**About this task**
Each line of the listing that includes the string "spaces" is to be identified and copied.

**Records for the exercise**
☆ ☆ ☆ ☆

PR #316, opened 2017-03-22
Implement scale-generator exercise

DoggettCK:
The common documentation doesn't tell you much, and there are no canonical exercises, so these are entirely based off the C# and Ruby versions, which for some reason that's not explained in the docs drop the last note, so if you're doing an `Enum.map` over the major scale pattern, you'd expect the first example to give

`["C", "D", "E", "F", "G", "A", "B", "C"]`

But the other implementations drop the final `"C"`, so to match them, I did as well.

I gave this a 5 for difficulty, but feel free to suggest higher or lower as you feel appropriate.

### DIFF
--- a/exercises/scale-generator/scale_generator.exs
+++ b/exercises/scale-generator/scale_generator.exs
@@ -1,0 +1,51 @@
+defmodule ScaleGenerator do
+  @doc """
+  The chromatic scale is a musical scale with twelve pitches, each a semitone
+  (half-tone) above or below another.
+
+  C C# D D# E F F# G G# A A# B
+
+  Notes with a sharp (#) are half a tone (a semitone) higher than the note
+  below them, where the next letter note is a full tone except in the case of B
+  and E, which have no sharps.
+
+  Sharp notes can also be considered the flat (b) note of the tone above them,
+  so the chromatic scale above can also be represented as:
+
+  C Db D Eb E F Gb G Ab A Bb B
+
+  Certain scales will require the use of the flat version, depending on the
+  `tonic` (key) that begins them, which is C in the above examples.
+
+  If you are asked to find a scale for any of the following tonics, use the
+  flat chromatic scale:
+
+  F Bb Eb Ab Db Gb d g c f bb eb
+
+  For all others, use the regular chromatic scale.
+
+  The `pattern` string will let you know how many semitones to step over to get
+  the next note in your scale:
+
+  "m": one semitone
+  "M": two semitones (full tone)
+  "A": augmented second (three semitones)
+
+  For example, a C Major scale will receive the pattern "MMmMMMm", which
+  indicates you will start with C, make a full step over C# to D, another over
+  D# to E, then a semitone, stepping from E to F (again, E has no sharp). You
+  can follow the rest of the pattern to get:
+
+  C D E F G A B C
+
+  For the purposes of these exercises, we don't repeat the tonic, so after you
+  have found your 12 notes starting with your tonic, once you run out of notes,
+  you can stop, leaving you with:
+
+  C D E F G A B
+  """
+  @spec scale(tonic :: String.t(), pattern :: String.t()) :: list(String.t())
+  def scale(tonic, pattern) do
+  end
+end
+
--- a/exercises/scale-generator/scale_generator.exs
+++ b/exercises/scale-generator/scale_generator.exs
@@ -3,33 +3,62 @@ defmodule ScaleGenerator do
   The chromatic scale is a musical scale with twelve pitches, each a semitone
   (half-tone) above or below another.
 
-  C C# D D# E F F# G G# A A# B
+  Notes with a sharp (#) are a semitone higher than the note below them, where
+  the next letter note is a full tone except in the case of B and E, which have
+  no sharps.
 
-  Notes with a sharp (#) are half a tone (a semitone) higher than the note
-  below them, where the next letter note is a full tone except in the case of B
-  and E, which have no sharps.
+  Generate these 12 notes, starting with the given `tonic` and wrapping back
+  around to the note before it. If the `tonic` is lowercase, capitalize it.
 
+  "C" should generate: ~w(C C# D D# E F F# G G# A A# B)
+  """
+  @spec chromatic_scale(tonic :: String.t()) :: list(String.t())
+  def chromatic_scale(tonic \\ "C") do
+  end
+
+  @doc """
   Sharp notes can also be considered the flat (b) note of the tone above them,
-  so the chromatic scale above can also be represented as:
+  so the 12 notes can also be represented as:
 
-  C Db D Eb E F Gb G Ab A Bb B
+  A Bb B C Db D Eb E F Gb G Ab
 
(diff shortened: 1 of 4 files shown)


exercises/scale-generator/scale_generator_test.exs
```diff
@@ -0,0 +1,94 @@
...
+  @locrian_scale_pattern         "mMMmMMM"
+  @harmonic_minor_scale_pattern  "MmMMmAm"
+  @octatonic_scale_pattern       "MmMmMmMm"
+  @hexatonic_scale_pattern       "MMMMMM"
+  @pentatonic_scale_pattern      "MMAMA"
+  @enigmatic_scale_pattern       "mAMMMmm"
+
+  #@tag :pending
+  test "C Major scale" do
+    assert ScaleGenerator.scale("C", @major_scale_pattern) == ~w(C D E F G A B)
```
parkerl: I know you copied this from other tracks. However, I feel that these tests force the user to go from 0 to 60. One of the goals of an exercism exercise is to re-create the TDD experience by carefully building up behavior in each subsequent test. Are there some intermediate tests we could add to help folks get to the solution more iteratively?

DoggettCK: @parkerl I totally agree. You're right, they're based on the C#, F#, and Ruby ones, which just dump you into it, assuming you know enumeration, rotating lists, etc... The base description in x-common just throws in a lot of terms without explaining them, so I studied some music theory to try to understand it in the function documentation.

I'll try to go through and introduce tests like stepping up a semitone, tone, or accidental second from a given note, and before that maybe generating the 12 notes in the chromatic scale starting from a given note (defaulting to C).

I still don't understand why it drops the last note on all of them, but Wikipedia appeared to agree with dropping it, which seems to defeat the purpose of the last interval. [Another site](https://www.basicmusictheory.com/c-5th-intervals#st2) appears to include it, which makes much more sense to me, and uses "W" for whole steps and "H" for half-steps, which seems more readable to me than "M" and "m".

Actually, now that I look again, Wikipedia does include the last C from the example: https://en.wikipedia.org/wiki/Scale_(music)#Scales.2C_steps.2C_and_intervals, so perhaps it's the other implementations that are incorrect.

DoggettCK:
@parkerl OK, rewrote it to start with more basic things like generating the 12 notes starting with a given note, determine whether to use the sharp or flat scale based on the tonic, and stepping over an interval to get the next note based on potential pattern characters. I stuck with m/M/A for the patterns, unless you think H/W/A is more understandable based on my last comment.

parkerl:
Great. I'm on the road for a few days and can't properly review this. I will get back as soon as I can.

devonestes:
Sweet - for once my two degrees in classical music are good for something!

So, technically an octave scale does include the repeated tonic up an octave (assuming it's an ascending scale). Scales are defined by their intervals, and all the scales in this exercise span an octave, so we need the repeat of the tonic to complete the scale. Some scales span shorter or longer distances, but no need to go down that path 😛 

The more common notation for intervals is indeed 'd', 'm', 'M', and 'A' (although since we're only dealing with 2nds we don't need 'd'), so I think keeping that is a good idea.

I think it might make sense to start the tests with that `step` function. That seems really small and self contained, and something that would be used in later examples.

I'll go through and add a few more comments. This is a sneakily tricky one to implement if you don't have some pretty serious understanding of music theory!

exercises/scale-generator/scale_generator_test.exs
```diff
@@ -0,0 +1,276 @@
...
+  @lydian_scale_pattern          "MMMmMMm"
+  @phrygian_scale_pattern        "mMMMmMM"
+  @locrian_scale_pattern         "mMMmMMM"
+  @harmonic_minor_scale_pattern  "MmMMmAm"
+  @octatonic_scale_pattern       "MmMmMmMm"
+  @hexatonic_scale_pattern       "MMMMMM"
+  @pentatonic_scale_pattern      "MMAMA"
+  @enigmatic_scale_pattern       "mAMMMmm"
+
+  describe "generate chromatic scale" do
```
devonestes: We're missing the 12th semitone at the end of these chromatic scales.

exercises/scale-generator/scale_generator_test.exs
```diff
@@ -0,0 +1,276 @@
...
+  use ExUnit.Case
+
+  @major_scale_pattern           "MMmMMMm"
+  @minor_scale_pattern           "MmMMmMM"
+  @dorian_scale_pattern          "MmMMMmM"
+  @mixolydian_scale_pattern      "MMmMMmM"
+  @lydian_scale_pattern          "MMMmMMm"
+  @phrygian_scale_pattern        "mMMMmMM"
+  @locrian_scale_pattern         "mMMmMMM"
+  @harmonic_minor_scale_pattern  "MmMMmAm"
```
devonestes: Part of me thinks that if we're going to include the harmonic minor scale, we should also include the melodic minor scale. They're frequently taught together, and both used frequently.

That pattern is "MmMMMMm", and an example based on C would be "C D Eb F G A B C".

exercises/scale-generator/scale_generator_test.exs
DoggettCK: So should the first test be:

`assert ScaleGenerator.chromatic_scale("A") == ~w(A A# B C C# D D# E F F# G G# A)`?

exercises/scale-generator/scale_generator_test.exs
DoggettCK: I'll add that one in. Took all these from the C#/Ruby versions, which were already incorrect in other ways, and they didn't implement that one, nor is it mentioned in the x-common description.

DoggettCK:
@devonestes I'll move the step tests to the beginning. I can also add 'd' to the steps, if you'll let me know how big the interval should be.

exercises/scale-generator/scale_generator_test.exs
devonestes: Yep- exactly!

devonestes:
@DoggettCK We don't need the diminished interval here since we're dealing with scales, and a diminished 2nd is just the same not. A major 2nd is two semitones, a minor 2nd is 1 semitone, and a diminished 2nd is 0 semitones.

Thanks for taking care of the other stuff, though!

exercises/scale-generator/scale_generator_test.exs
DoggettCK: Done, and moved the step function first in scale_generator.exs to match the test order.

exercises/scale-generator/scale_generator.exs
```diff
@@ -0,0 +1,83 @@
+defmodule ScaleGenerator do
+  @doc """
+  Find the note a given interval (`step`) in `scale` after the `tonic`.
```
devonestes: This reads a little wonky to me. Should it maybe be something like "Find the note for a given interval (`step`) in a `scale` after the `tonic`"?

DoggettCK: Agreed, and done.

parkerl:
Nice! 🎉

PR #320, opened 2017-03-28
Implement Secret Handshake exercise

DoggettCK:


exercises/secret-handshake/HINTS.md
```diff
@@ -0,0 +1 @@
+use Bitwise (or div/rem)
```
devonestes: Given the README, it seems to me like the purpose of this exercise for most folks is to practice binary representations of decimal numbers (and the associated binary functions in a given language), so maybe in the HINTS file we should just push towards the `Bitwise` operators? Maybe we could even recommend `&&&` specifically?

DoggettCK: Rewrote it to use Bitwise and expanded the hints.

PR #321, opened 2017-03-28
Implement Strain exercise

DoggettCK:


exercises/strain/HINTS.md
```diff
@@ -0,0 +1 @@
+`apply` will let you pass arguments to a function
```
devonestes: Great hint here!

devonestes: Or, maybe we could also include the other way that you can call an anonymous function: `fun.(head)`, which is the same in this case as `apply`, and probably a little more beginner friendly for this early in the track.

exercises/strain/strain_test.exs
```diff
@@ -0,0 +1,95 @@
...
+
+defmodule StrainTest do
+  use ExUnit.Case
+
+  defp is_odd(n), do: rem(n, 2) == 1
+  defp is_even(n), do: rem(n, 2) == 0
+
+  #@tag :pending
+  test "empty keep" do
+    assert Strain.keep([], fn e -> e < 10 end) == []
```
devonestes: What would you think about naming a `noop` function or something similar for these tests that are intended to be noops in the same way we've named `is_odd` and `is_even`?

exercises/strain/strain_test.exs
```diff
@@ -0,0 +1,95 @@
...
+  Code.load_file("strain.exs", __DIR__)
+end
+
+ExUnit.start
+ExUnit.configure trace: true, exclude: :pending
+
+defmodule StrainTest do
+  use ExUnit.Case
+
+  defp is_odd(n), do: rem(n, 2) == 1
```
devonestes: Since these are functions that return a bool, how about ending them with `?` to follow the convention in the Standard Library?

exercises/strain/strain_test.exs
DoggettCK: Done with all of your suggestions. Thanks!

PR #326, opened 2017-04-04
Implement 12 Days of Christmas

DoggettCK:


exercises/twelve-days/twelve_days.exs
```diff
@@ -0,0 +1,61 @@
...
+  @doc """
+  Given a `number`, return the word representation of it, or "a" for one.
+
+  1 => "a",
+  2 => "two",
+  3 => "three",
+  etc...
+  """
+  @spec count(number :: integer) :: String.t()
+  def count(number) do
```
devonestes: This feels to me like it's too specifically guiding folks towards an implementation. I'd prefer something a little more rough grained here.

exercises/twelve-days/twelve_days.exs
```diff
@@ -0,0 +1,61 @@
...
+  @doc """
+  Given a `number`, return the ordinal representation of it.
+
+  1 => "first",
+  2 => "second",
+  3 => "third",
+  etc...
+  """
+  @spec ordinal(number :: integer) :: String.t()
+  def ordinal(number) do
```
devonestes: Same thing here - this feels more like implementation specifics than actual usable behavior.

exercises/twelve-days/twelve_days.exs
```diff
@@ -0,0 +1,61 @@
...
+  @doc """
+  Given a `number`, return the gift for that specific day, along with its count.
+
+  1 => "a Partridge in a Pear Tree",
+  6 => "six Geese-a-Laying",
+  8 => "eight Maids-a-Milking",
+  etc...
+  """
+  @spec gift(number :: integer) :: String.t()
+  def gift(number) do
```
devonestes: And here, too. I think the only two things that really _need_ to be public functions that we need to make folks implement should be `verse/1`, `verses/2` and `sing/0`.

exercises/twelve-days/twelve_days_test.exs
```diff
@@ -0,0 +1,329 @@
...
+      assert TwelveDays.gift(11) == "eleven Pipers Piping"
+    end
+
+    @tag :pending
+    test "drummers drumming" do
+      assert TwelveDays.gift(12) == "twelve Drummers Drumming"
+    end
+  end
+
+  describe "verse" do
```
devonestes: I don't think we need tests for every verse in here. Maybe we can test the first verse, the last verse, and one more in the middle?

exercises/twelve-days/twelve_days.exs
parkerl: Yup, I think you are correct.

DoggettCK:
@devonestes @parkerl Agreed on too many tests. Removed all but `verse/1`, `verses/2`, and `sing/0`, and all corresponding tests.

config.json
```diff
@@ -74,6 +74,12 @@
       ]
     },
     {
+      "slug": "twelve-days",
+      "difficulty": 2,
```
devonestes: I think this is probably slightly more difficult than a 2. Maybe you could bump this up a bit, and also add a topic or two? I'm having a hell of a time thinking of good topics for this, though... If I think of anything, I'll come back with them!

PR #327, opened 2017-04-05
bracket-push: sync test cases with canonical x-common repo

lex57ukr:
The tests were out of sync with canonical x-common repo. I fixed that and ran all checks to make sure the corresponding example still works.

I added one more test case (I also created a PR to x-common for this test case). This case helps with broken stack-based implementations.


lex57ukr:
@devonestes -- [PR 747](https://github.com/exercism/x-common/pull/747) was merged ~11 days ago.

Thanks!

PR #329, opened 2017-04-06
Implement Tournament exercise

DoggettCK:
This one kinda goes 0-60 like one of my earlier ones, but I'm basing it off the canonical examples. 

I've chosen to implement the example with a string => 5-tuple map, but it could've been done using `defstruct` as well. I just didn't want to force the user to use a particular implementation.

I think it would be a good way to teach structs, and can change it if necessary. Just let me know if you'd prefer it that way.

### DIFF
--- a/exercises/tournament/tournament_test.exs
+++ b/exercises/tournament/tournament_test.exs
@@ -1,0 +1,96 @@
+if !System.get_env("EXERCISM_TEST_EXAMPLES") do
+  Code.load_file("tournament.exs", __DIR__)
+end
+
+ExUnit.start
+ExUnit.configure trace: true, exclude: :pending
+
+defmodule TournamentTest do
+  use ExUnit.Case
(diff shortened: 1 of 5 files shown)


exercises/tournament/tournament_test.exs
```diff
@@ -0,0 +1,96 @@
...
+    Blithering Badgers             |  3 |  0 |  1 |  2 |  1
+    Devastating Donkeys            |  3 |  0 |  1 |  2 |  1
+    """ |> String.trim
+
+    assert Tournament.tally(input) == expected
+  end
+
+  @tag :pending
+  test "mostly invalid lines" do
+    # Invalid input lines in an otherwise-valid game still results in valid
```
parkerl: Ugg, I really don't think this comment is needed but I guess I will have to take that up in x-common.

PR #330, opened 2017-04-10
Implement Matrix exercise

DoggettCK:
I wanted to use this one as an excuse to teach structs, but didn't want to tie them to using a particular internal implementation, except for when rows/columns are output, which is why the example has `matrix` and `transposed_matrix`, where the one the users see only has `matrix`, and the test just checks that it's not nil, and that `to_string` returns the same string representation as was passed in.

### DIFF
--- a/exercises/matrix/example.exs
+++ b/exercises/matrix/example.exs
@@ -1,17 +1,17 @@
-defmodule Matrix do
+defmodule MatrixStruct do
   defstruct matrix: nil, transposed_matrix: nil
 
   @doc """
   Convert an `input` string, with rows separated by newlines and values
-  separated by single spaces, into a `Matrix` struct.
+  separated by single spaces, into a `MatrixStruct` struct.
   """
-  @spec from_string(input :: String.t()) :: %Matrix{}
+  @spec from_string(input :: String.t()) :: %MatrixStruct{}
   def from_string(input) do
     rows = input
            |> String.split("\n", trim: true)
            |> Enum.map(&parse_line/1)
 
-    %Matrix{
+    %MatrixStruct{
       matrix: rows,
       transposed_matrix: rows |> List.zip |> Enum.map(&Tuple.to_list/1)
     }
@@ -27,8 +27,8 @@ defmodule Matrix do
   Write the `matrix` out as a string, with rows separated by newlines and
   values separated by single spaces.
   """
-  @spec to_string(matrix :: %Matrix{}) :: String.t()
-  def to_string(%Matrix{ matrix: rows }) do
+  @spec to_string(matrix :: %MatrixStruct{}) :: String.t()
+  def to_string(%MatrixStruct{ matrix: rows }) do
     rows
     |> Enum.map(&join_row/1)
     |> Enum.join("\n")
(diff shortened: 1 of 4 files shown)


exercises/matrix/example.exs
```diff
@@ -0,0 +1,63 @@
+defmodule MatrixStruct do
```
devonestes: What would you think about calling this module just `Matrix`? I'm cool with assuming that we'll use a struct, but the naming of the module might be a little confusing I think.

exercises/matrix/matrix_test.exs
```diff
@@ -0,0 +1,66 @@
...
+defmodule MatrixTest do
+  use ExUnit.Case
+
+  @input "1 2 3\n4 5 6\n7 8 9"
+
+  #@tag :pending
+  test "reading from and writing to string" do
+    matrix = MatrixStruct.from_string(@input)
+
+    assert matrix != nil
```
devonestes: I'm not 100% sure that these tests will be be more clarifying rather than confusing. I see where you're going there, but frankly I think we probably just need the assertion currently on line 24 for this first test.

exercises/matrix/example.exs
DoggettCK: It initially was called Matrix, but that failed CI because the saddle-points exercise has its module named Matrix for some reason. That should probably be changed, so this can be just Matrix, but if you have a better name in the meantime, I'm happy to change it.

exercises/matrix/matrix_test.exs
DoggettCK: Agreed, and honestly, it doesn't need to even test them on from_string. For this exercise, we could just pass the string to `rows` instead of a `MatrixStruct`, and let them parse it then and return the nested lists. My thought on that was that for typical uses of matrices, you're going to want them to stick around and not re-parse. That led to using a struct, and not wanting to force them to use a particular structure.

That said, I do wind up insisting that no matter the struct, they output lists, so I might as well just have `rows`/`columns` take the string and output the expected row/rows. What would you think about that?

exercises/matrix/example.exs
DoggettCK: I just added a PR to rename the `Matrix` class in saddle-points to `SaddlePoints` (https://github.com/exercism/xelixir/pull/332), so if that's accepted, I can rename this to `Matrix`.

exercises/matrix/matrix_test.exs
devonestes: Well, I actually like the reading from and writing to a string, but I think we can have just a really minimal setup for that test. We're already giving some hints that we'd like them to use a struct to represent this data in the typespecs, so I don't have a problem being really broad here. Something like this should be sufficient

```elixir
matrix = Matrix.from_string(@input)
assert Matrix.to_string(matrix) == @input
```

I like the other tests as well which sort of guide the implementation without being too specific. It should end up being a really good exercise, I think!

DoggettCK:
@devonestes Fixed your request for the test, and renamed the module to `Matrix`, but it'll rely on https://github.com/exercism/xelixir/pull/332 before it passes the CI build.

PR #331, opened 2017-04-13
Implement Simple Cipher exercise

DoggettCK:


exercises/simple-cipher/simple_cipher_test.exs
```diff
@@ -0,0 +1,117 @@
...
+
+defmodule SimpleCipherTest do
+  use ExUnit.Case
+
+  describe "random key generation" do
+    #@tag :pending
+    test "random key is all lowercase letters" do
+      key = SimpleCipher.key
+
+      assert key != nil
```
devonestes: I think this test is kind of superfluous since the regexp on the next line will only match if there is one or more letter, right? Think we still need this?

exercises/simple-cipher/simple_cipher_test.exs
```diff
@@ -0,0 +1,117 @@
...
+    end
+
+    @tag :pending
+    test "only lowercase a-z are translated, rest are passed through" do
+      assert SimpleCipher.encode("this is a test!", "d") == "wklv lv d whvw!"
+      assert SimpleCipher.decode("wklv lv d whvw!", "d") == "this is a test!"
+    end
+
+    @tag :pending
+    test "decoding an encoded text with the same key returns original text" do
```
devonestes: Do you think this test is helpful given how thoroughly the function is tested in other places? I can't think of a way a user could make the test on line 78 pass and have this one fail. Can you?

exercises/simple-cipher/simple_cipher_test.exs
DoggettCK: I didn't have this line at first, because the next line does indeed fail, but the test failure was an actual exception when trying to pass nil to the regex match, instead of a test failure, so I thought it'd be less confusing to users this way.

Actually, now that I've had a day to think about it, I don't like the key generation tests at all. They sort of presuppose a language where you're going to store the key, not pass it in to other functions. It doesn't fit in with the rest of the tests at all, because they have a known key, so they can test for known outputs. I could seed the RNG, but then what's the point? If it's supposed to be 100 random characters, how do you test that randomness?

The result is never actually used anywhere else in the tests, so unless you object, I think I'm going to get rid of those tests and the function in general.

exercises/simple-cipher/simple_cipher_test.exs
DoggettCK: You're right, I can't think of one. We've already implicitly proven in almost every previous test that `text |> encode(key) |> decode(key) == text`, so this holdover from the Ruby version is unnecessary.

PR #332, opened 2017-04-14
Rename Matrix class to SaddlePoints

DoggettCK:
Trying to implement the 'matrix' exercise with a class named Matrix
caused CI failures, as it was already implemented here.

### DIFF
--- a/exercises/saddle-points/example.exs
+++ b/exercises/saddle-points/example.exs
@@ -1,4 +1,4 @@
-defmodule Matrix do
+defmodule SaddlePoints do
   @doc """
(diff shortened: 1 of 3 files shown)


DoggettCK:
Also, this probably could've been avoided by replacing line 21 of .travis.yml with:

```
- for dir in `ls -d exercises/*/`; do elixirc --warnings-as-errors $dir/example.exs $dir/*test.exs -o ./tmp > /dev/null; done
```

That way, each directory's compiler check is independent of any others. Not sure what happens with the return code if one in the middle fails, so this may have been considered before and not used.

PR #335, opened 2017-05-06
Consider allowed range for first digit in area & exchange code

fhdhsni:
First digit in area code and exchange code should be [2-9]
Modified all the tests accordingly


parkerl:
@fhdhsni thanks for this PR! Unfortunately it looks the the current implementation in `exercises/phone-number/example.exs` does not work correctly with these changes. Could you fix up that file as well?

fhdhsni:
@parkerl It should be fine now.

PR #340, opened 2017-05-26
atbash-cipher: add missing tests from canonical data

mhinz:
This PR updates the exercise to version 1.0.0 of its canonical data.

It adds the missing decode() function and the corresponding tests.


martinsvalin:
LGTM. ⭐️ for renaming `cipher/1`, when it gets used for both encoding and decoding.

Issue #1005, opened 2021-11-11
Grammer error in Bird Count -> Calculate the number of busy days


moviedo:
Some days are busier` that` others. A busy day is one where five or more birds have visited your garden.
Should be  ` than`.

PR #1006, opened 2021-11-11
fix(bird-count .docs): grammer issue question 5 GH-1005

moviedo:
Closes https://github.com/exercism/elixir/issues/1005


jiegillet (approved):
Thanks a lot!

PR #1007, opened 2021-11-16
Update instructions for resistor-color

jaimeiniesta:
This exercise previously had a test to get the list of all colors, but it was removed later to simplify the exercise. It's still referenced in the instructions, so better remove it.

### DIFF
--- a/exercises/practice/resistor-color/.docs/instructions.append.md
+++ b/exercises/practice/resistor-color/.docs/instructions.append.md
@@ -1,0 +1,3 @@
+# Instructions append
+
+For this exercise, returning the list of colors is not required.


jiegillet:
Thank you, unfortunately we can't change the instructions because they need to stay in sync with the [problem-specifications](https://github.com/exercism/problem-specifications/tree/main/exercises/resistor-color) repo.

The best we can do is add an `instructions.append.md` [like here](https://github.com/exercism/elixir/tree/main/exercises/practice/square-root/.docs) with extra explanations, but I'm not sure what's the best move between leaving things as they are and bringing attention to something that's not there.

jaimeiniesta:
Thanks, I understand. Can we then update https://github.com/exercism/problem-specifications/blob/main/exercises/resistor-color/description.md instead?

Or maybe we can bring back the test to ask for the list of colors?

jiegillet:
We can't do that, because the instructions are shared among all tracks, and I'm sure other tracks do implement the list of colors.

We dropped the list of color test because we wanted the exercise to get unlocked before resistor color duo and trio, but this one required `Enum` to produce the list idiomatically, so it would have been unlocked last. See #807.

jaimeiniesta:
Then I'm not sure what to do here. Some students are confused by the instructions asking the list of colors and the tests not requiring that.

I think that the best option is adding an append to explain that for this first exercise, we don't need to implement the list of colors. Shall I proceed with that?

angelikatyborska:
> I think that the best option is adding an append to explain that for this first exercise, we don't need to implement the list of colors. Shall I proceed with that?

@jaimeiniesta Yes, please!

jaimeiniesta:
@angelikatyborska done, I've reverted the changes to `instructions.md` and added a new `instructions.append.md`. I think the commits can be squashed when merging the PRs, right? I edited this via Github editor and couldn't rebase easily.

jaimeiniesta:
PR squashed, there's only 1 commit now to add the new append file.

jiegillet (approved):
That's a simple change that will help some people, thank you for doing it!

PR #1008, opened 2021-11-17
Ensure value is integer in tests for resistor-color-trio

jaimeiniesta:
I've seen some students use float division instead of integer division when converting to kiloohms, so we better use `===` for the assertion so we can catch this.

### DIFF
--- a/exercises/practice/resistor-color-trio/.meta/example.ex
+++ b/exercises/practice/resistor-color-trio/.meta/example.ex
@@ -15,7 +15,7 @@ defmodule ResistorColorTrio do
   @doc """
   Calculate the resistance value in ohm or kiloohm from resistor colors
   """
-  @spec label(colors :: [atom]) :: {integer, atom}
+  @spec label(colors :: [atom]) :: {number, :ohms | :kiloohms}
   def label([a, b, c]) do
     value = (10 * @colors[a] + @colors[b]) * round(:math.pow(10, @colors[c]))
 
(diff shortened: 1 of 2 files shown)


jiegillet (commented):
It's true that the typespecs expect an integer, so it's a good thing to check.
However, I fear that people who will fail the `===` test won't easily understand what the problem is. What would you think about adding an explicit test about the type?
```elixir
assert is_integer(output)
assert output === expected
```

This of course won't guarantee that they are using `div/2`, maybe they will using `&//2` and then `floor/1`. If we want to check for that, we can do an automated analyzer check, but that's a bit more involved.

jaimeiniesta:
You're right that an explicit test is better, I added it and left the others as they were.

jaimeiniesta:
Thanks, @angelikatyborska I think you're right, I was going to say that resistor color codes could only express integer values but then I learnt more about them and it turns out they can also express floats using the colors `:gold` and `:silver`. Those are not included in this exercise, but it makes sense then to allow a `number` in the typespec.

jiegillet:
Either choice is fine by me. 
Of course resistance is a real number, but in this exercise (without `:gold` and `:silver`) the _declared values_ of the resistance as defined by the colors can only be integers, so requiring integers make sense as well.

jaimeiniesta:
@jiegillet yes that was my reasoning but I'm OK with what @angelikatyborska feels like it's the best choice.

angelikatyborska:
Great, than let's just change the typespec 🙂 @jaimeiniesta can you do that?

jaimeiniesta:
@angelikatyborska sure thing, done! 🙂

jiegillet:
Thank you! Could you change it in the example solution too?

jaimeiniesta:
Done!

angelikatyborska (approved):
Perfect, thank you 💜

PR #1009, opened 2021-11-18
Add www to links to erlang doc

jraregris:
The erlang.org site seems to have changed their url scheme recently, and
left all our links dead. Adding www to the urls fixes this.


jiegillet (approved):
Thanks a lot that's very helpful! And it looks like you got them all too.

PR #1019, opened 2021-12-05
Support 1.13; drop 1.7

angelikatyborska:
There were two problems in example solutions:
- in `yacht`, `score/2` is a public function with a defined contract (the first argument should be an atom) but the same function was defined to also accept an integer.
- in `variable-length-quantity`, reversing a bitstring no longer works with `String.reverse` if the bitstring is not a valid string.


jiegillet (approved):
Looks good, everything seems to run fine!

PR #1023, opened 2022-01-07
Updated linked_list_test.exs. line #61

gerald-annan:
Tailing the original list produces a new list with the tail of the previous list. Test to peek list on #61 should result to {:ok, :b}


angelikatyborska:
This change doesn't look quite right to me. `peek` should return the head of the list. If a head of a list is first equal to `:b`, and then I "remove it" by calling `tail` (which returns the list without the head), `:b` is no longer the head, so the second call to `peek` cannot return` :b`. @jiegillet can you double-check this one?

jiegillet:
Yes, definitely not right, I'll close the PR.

☆ ☆ ☆ ☆

**Result**
-  separated by single spaces, into a `Matrix` struct.
+  separated by single spaces, into a `MatrixStruct` struct.
   values separated by single spaces.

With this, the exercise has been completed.